Congress set to vote on unemployment benefits


California's employment development offices are still packed during this recession with people looking for work online, in job binders, flyers, anywhere.

Juan Castro is one of the state's 400,000 long-term unemployed. His unemployment checks stopped more than a month ago because Congress failed to renew another extension of benefits. It would have been his fourth extension.

"I'm pleading to Democrats as well as Republicans," he says. "You guys need to come together and America needs you right now."

On Tuesday, a crucial vote is expected in the Senate, where they will try for a fourth time to extend unemployment benefits. President Obama urged passage, especially harping on Republicans who have concerns about the $34 billion price tag.

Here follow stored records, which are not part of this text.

PR #9234, opened 2026-08-29
fix: stop the tests(3.12) hang inside subject_scaled_closed_contact

dieterolson:
## Summary

Fixes the `tests (3.12)` hang on `main` (job [99142314887](https://github.com/D-sorganization/UpstreamDrift/actions/runs/33268339977/job/99142314887)), which currently blocks merges.

- The job's own faulthandler dump shows it stuck inside `least_squares` -> `solve_closed_contact_configuration` -> `_contact_kinematics` -> `_point_jacobians`, called from `tests/research/test_subject_scaled_closed_contact.py::test_small_closed_contact_atlas_reports_every_feasibility_gate`.
- **Investigated and ruled out** the two hypotheses the trace first suggests:
  - *Unbounded iterations*: `max_nfev=1000` is already set explicitly, and a sweep confirms the solver does terminate (never truly infinite) -- just slowly.
  - *Wrong jacobian*: a finite-difference check of the analytic jacobian in `_contact_kinematics`/`_point_jacobians` (the exact frames in the CI trace) matches to relative error ~2e-10 -- it is correct.
  - *Silent non-convergence*: the module already reports `solver_converged`/`feasible` as structured dataclass fields rather than hanging or raising, and a dedicated test (`test_unreachable_grip_span_is_retained_as_adverse_control`) depends on that graceful-report behavior for a deliberately infeasible case.
- **Root cause**: `ClosedContactConfig`'s default `ftol=xtol=gtol=1e-11` is ~7 orders of magnitude tighter than the `closure_tolerance_m=5e-4` gate that actually determines feasibility. Contact closes by iteration ~10-20; the remaining ~200-500 iterations (measured `nfev` range: 203-500 across the 12-case grid) are SciPy's trust-region optimizer chasing a near-flat regularization tail (least-norm tie-breaking among the reduced-tree's redundant DOF) with no engineering-relevant improvement (`hand_to_grip_distance_m` moves from ~6.7e-8 m to ~6.6e-11 m, both far inside the 5e-4 m gate). At ~2-3 s/solve x 12 solves, that's ~23-30 s for this one test -- comfortably over budget on a contended CI runner even with a 60 s per-test timeout.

"We've got a responsibility to help them make ends meet and support their families, even as they're looking for another job," he said.

If sworn in on time, a new West Virginia Senator is expected to give Democrats the votes needed to overcome a Republican-led filibuster. Still, until passage happens, Californians are anxious.

"In a couple of weeks, my mortgage is due and I've got to come up with the money for my mortgage in a couple of weeks," says Michele Baird, also long-term unemployed.

While the latest Congressional action could help the jobless move from one extension tier to the next, another 150,000 Californians will not benefit because they have exhausted all five extensions, 99 weeks.

"Once you've come up at the end of those 99 weeks, or close to that, there's nothing further for anyone," says Loree Levy with the California Employment Development Department.

The state's economy could be struggling even more as fewer checks are spent. California had been paying out $90 million a day in benefits. Without the extensions, it is down to about $65 million a day.